WHAT IS EXPECTED: Please return all lines from the records below that include the string "time".

GIVEN RECORDS:
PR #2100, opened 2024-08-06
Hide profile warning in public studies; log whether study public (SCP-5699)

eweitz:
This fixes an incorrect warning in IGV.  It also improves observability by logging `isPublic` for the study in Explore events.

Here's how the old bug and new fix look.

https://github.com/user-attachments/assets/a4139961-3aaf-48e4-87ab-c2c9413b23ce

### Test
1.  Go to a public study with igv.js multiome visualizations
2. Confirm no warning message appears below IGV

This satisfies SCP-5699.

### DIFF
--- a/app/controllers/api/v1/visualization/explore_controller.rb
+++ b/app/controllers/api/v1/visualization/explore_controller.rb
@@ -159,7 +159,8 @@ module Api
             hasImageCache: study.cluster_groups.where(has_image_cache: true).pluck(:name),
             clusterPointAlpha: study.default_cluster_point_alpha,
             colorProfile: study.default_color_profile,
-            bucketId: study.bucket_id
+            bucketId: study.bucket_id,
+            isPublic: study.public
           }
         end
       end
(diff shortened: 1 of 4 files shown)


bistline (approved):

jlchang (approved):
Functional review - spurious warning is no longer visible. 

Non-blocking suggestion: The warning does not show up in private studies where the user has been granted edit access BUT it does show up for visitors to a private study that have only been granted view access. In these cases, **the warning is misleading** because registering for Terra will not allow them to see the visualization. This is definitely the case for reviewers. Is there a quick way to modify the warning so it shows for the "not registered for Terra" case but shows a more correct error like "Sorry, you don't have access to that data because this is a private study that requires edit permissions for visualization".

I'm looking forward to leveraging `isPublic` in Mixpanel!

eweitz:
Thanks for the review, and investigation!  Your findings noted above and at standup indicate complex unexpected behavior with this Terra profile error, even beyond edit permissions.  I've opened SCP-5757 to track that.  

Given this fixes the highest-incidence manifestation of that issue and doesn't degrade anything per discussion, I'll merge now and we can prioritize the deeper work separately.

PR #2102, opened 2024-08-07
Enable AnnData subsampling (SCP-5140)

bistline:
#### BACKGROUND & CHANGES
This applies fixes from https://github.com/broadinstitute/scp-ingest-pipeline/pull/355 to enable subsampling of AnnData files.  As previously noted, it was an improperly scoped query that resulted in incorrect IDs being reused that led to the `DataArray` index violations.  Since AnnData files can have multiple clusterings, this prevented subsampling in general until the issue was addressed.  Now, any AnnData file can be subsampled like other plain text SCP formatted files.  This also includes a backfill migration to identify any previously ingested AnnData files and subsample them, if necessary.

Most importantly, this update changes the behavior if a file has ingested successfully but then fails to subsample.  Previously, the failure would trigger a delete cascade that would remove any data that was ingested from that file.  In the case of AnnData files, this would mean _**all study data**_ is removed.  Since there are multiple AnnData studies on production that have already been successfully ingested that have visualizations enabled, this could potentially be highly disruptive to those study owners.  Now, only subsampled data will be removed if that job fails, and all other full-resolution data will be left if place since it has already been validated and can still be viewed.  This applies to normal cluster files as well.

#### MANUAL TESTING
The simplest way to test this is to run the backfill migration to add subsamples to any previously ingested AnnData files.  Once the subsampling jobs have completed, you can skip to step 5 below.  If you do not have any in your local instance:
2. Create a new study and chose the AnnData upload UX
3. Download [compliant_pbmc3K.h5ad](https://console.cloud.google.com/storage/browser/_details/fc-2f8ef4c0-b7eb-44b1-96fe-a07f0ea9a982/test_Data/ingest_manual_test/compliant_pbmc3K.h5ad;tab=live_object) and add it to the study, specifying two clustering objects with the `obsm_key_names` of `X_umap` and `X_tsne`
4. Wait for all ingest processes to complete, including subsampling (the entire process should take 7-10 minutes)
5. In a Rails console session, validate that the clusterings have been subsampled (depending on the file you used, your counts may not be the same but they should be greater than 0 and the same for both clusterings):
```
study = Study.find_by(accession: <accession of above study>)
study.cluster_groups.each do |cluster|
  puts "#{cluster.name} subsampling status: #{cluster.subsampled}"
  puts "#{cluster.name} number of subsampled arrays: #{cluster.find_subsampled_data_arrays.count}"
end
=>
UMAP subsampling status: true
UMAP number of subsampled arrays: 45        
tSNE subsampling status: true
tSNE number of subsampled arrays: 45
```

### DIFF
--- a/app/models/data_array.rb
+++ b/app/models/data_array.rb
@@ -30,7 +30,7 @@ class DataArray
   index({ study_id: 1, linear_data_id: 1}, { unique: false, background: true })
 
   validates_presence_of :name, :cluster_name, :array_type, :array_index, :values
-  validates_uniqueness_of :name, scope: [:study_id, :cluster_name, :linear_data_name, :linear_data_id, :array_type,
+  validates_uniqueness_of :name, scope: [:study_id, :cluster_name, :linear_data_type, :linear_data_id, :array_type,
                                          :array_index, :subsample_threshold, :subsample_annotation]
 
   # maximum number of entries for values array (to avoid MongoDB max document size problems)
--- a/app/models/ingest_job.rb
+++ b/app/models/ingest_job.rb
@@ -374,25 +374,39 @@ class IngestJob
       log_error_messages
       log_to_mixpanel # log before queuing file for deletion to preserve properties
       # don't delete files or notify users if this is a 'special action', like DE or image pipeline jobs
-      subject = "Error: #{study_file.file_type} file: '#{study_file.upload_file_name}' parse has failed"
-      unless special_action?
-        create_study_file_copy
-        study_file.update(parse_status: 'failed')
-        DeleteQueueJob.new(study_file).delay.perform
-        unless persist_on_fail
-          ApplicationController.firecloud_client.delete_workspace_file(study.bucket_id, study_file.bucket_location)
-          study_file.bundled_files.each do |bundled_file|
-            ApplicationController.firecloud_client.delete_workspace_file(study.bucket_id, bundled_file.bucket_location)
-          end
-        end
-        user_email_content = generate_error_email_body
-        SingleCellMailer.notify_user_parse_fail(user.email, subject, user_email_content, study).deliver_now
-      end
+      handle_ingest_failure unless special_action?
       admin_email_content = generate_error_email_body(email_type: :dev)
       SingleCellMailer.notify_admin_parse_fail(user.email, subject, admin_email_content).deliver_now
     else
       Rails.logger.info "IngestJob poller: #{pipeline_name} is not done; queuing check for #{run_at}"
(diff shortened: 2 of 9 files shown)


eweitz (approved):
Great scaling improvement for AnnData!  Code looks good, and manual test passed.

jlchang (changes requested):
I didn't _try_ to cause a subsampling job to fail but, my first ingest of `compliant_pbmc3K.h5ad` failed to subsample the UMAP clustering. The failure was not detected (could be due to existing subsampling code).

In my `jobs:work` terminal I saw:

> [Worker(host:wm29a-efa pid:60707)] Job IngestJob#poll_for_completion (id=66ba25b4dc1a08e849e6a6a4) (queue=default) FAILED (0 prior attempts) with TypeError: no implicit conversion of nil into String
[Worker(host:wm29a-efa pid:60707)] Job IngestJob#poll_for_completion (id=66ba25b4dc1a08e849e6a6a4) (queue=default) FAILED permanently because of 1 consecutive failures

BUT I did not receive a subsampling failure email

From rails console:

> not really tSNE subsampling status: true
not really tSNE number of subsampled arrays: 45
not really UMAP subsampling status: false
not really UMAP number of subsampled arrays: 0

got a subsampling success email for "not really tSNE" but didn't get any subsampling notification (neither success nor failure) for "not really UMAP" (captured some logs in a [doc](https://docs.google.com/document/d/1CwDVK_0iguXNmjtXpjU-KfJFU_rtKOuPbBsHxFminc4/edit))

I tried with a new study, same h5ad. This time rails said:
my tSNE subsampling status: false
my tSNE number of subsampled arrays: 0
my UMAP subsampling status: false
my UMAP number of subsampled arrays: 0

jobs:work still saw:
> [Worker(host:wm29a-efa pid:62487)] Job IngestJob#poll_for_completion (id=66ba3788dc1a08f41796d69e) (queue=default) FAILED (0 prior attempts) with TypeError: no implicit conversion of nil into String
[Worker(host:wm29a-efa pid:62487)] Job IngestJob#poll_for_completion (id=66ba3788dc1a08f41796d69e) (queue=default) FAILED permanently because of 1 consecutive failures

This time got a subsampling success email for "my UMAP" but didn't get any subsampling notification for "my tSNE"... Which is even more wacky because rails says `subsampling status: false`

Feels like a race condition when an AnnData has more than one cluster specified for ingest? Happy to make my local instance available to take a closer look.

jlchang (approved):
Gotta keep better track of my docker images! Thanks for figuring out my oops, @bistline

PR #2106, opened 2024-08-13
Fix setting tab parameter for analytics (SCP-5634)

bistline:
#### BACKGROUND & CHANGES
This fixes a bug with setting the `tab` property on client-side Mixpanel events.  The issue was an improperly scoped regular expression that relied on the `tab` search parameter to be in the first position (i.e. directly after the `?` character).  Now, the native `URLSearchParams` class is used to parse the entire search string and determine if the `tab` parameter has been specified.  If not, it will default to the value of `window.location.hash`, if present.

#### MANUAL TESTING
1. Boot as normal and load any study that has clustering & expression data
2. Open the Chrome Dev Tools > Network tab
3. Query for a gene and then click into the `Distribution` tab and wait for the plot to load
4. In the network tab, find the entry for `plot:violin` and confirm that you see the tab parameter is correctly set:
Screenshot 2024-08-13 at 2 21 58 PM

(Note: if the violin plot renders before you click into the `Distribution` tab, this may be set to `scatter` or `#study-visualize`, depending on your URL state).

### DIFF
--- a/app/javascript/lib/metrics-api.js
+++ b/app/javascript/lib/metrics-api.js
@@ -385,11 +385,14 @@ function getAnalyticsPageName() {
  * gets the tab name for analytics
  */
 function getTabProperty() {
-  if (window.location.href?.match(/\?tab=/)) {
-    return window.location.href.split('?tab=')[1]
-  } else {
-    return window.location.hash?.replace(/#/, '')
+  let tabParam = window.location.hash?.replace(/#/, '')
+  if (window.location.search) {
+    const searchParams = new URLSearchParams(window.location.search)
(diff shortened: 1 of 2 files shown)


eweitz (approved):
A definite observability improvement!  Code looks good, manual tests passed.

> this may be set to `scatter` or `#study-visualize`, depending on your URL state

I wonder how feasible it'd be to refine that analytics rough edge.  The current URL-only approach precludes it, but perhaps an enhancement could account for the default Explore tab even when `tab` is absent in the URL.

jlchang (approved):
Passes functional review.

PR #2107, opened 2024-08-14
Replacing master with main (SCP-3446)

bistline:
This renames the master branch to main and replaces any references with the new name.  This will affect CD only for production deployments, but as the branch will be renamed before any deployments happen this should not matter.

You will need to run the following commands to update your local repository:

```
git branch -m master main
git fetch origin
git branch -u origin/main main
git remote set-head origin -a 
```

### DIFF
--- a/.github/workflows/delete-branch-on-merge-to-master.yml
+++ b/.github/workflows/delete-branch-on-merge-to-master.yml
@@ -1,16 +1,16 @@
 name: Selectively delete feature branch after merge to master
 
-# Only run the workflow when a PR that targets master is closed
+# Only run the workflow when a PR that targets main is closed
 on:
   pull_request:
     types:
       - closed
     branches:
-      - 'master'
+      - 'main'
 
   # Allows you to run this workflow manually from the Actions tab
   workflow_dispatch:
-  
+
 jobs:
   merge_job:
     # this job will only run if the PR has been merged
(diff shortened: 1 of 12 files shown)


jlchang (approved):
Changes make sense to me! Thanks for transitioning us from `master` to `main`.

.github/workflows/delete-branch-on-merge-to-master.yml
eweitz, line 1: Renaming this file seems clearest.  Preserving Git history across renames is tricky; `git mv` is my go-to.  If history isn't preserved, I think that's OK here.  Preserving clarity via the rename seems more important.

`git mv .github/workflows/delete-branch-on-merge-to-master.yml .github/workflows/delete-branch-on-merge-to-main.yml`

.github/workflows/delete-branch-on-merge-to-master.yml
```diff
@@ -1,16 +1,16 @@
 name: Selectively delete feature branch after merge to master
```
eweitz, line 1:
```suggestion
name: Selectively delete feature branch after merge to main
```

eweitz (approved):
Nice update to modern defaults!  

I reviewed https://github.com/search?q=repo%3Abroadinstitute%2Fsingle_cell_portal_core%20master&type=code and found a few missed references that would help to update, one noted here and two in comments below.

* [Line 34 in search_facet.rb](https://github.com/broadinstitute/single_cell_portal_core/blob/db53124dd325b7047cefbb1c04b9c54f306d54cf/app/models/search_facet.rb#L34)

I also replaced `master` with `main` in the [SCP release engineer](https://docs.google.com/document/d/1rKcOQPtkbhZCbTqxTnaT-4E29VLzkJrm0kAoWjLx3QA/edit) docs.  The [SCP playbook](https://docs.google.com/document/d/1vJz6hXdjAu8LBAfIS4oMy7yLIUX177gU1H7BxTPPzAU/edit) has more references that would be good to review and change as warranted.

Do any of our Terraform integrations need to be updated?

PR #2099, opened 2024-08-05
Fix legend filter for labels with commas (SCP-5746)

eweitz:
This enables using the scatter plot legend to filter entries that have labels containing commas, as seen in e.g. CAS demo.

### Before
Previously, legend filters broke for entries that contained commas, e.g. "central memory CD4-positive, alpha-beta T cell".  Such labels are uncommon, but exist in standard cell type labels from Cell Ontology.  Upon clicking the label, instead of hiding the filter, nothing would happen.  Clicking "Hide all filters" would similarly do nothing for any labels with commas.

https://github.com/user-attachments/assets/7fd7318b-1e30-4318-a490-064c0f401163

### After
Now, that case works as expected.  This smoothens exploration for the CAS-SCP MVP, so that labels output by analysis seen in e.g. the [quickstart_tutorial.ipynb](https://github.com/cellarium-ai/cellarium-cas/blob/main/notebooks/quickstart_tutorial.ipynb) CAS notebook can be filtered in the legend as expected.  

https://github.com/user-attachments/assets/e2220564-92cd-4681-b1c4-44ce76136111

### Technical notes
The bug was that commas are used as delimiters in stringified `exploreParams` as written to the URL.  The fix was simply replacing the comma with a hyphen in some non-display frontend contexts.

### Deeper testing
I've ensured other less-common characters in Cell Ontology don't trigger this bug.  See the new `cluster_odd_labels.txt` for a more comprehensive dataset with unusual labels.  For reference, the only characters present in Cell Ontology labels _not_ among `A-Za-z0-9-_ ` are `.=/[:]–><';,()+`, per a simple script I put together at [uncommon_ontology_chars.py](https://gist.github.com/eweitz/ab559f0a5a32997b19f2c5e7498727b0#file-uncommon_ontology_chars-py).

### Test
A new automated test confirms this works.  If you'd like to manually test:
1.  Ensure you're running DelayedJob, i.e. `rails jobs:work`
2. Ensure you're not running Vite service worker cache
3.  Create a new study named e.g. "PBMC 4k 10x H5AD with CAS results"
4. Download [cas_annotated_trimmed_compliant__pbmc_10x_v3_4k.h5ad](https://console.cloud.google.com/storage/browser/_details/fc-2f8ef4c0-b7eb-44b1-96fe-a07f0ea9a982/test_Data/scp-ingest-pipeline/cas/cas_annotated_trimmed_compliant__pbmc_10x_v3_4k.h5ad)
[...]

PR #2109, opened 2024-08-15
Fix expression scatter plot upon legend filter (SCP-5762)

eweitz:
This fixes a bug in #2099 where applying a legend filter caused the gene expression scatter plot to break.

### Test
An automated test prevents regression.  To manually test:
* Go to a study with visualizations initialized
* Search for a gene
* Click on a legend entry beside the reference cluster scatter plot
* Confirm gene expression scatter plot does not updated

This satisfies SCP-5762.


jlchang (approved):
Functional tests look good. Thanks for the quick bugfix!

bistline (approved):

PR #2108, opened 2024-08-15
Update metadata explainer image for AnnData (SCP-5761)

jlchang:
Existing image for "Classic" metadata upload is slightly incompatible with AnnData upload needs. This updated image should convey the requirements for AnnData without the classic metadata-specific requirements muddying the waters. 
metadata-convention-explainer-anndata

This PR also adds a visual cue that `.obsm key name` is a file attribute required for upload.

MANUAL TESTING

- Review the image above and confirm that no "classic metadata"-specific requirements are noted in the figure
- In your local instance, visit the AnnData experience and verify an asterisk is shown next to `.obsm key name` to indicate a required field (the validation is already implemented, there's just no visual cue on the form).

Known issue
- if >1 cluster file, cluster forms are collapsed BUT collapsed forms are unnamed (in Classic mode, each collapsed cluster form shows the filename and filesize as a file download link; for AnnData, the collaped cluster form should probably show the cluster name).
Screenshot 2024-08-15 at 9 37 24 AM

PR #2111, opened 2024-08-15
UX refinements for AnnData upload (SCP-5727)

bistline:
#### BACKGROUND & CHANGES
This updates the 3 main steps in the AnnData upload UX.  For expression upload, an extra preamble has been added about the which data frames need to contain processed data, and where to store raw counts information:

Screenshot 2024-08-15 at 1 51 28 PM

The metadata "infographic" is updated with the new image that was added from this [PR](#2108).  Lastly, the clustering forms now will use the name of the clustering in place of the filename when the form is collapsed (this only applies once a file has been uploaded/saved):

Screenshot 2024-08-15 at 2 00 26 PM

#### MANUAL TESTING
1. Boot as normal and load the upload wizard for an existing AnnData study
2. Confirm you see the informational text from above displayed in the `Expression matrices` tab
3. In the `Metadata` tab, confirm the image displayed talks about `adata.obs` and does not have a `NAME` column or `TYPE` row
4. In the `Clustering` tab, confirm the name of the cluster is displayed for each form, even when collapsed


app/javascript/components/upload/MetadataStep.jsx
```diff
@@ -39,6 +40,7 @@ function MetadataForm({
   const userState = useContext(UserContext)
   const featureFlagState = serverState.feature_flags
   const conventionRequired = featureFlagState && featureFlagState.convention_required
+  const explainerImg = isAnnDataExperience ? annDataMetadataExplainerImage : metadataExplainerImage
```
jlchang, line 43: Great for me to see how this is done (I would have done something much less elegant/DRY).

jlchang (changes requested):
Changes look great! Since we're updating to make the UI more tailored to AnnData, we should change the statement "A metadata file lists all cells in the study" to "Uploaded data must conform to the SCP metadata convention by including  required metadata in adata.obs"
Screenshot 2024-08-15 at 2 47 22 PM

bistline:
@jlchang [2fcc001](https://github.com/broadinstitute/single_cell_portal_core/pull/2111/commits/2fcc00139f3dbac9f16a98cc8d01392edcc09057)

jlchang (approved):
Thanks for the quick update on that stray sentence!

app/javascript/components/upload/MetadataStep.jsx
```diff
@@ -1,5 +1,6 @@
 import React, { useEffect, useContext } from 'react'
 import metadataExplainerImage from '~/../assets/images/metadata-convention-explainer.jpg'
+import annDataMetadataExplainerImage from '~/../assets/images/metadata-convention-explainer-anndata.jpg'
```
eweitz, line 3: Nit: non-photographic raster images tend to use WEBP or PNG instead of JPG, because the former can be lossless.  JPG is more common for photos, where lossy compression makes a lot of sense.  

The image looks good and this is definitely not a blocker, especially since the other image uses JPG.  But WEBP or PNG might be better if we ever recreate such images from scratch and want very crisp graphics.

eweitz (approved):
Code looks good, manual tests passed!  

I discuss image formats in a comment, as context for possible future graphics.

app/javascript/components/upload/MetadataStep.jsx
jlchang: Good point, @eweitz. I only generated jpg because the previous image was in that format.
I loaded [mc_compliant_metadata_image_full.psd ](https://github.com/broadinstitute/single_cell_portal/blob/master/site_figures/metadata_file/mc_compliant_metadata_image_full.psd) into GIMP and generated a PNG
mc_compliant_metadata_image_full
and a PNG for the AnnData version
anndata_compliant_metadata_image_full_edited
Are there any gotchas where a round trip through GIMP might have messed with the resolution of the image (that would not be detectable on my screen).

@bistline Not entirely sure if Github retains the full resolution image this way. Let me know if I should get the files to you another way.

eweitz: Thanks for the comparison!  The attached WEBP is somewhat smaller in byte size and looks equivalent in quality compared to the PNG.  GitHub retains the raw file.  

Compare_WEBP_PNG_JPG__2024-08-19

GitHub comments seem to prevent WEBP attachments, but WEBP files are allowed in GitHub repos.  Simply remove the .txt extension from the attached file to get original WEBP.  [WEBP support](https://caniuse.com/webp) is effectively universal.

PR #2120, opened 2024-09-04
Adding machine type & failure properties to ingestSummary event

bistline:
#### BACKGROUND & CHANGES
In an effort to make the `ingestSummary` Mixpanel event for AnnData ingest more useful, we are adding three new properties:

TASK SOLUTION:
I tried with a new study, same h5ad. This time rails said:
This time got a subsampling success email for "my UMAP" but didn't get any subsampling notification for "my tSNE"... Which is even more wacky because rails says `subsampling status: false`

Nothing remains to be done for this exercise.